It doesn't really matter which approach you choose. Both using a monorepo and separate repos are reasonably common approaches.
Keeping all variants in a single repository is definitely simpler to manage, and updating the data is straightforward. It is also straightforward to make cross-cutting changes, such as changing the data format and all dependent software in one go.
But there are some downsides with tooling, e.g. if language-specific tools expect some configuration to exist in the top-level directory of the repository. If you have an automated test suite or a CI server, you may be re-running tests for all languages even only code for one language changed. This might also complicate contributions for a single language's version. It may be unclear how version numbers for the packages relate to versions in your source control system. As a problem specific to GitHub, the releases page will also be a mess.
Having separate repositories for each language is definitely more complex, but also more flexible. Each package can be developed independently, and it's easy to version the packages separately.
Downsides are greater effort for updating the data. You can keep the data in a separate repository and integrate it as a git-submodule. However, a git-submodule references a specific commit – you'd have to update all dependent repositories to point to the updated version.
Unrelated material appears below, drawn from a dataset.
PR #6531, opened 2017-05-27
Prevent GitHub from suppressing diffs

henri-hulski:
GitHub by default suppresses diffs in node_modules directories.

This turns a single data update into an O(n) effort, though using a bot to automatically generate the necessary pull requests can reduce the human effort here. Alternatives like git-subtree that copy the data into each repository aren't any easier either.
Another downside is the difficulty of making cross-cutting concerns across all versions. It is possible that less popular packages lag behind and do not get new features.
While both approaches are good, they have distinct and largely opposite benefits/downsides. You can therefore decide by thinking about typical usage patterns:
- If data updates are frequent but code changes are rare, consider a single repository.
- If data updates are rare but code changes are frequent and independent, consider a separate repository per package.
This is not an either/or-solution. It is also possible to start with a single repository, and to spin out individual packages as they mature into an independent project.